PR #1784, opened 2026-07-11
feat(ui): add All-view chat category filter strip (#1670)

### LINKED ISSUE #1670: All chat tab mixes game event lines with player chat and offers no filtering

jgyy:
## Summary

The All chat tab mixes real player conversation with every game-emitted line
(loot, XP, quest progress, arena/event updates), and filtering was all-or-nothing:
a channel tab shows exactly one channel, and the All view had no way to thin
itself. This adds a compact toggle-button filter strip under the Chat/Combat Log
tabs, letting a player independently hide categories from the combined All view
without giving up channel tabs (a channel tab still shows exactly its own
channel, unaffected by the strip). The strip is a single nowrap row that
scrolls horizontally, mirroring the existing `#chatlog-tabs` layout, so it
never eats a second row of the chat window.

Categories: `Game`, `Loot`, `XP`, `Quests`, `Events` (the five system-line
groups) plus `Public`, `Party`, `Guild`, `Channels`, `Whispers` (the existing
player-chat channels grouped for the same strip). Choices persist across
sessions like the existing chat tabs. Defaults keep current behavior
(everything visible).

```mermaid
flowchart LR
    subgraph Sim/Server events
        A[loot] -->|chan=system, cat=loot| L(appendLog)
        B[xp/levelup] -->|chan=system, cat=xp| L
        C[questProgress] -->|chan=system, cat=quest| L
        D[arena/vcup/fiesta] -->|chan=system, cat=event| L
        E[zone/death/mailbox/...] -->|chan=system, cat=game| L
        F[say/party/guild/...] -->|chan=<channel>| L
    end
    L --> G{categoryForLine chan,cat}
    G --> H[div.dataset.cat]
    H --> I{All tab active?}
    I -->|yes| J[hidden if category toggled off]
    I -->|no, channel tab| K[hidden unless chan matches tab, unchanged]
```

## Related issues

Closes #1670

## Type of change

## How was this tested?

- Commands:
  - `npx vitest run tests/chat_categories.test.ts tests/chat_channels.test.ts tests/chat_tab_strip.test.ts tests/entry_window_parity.test.ts tests/client_shell.test.ts tests/localization_fixes.test.ts tests/i18n_completeness.test.ts tests/architecture.test.ts tests/hud_perf_budget.test.ts` (all green)
  - `npx @biomejs/biome check <changed files>` (0 errors, pre-existing warnings only, unrelated to this diff)
  - `npm run gate` (green, exit 0)
- Manual steps: ran the offline client end-to-end (`npm run dev` + a local Postgres via `npm run db:up`), entered the world on both a desktop viewport and a mobile-emulated landscape viewport (mobile play is landscape-locked; there is no portrait HUD to shoot), on both `/` and `/play` entries, seeded lines across all five system categories, and clicked Loot/XP off in the strip to confirm the All view actually hides them while Combat Log and channel tabs are unaffected.

## Screenshots / recordings

**Desktop, All view, filter strip showing every category (all on), single scrollable row:**

desktop all categories visible

**Desktop, Loot and XP toggled off:** those lines disappear from the log while Quests/Events/Game stay, and the toggle strip shows the on/off styling.

desktop loot and xp filtered out

**Mobile (landscape; mobile play is landscape-locked), chat panel open, filter strip meeting the 40x40px touch floor:**

mobile landscape chat panel with category strip

---

### Quality

- [x] **The full gate passes.** `npm run gate` is green. Added `tests/chat_categories.test.ts` for the new pure module, plus source-guard tests for the strip layout and the index.html/play.html parity fix.

### Cross-platform

- [x] **Tested on desktop and mobile.** Verified live on both, on `/` and `/play` (screenshots above); the mobile 40x40px touch floor for `.chat-category-toggle` is pinned by `tests/chat_tab_strip.test.ts`. Portrait is out of scope: the game locks mobile play to landscape.
- [x] **Accessible.** Toggle buttons are real `<button>` elements with `aria-pressed` and a title, keyboard-operable via the existing chat-box tab order, with a visible `:focus-visible` ring.

### Localization (i18n)

- [x] **New player-visible strings follow the contributor policy.** Added English keys under `hudChrome.chat.categories.*` in `src/ui/i18n.catalog/hud_chrome.ts`. Two of them (`hide`/`show`) are wordy under the M16 rule, so I also added the five non-Latin fills (`zh_CN`/`zh_TW`/`ja_JP`/`ko_KR`/`ru_RU`) in this same change, and regenerated the resolved tables (`npm run i18n:gen` + `i18n:hash -- --write`).
- [x] Numbers/money/dates: N/A, no numeric/date/money display in this change.
- [x] N/A for sim/server re-localization: this is a client-only UI addition; no new `src/sim/`/`server/` player text.

### Hygiene

- [x] No secrets committed.
- [x] No hand-edited generated files (the `i18n.resolved.generated/*` diffs are from running `npm run i18n:gen`, per the documented workflow).


FernandoX7 (commented):
Nice, tightly-scoped take on #1670. The category model is a clean DOM-free module (`chat_categories.ts`) with real unit coverage, defensive `parseHiddenChatCategories`, and a no-mutation `toggleChatCategory`, and the strip stays a thin consumer in the existing chat section rather than a new banner. It also routes category-filtered lines through the same `chat-hidden` class the channel filter uses, so `announceChatLine` already skips them and the "filtered lines are not announced" acceptance criterion holds for free. The design matches the direction #1670 sketched (a compact filter strip, one button per category), and the defaults keep everything visible.

On the MMORPG-fit question: this lands close to the RuneScape model (a persistent row of filter buttons you toggle) sitting alongside the WoW-style per-channel tabs, which is a reasonable hybrid and the exact shape the issue asked for. Two things to weigh so the chat feels right in practice, below.

### should-fix

- **The strip is missing from `/play`.** The `#chat-category-strip` div was added to `index.html:360` but not to `play.html` (its chat DOM ends at `chatlog-tabs` / `chatlog-frame`, `play.html:306-307`). `play.html` is the canonical live play entry (`worldofclaudecraft.com/play`), and `renderChatCategoryStrip` early-returns when the element is absent, so on `/play` the whole feature silently never appears (channel tabs still work; the All-view filter just isn't there and the hidden-set stays empty). It degrades without error thanks to the early return plus the `?.` in `selectChatTab`, so it is not a crash, but the acceptance criterion "desktop and mobile chat both get the controls" is not met on the primary play URL. Fix is the one-line mirror of the `index.html` div between `#chatlog-tabs` and `#chatlog-frame` in `play.html`. (The `hud.css` styles are shared via `main.ts`, so only the DOM node is missing.)

### nit

- **The new mobile touch rule is not pinned.** The PR body says the 40px floor "mirrors the existing `.chat-tab` mobile rule pinned by `tests/chat_tab_strip.test.ts`", but that suite only asserts `.chat-tab`, not `.chat-category-toggle` (`hud.mobile.css:1755`). Since the strip layout is otherwise browser-only, a one-line source-guard assertion in that file (min-height 40px on `body.mobile-touch .chat-category-toggle`) would keep the toggle from silently dropping under the touch floor later. The pure model is well covered; this is the only wiring gap.

- **Chrome weight of ten always-on pills.** This is the part I would sanity-check against the WoW/RS feel before calling the experience great. Ten labeled pills wrap to about two rows on the desktop chat window (which is only `min(370px, 50vw - 330px)`, so ~270px at the 1200px viewport your own screenshots use), and on mobile they are a 40px band above an already-short 184px log. RuneScape keeps ~7 filters in a single compact row and WoW folds per-tab filtering into a right-click menu, so ten wrapping pills is heavier persistent chrome than either reference. The always-visible state does buy real discoverability (you can see at a glance what is muted, which the WoW menu hides), so I would not move it into a menu, but consider a single non-wrapping scrollable row like `#chatlog-tabs` already uses, so the strip never eats a second row of the log. Worth eyeballing on the real narrow desktop window and a landscape phone, not just the 1200px shots.

Everything else (announce suppression, combat pane untouched, persistence, English keys in the `hud_chrome` catalog, focus-visible ring, aria-pressed) checks out.

jgyy:
Thanks for the review, @FernandoX7! Addressed all three points in 157820417:

- **should-fix**: mirrored `#chat-category-strip` into `play.html` (it was only in `index.html`, so `renderChatCategoryStrip`'s early return silently dropped the whole feature on the canonical `/play` entry). Added a parity guard (`index.html and play.html both carry #chat-category-strip` in `tests/chat_tab_strip.test.ts`) alongside the existing `.window panel` parity guard in `entry_window_parity.test.ts`, so this can't regress silently again.
- **nit (unpinned mobile rule)**: added a source-guard test pinning the 40px touch floor for `.chat-category-toggle`.
- **nit (chrome weight)**: changed the strip from a wrapping two-row layout to a single nowrap row that scrolls horizontally, mirroring `#chatlog-tabs` (same wheel-to-horizontal-scroll wiring too), so ten pills never eat a second row of the chat window on a narrow desktop or a landscape phone. Regenerated the PR screenshots against the new layout.

`npm run gate` is green on the updated branch.

FernandoX7 (approved):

######

Work request> Retype every line of the listing, word for word, from its opening line to the line that holds "The All chat", and include that last line too.

Result of the task>
PR #1784, opened 2026-07-11
feat(ui): add All-view chat category filter strip (#1670)

### LINKED ISSUE #1670: All chat tab mixes game event lines with player chat and offers no filtering

jgyy:
## Summary

The All chat tab mixes real player conversation with every game-emitted line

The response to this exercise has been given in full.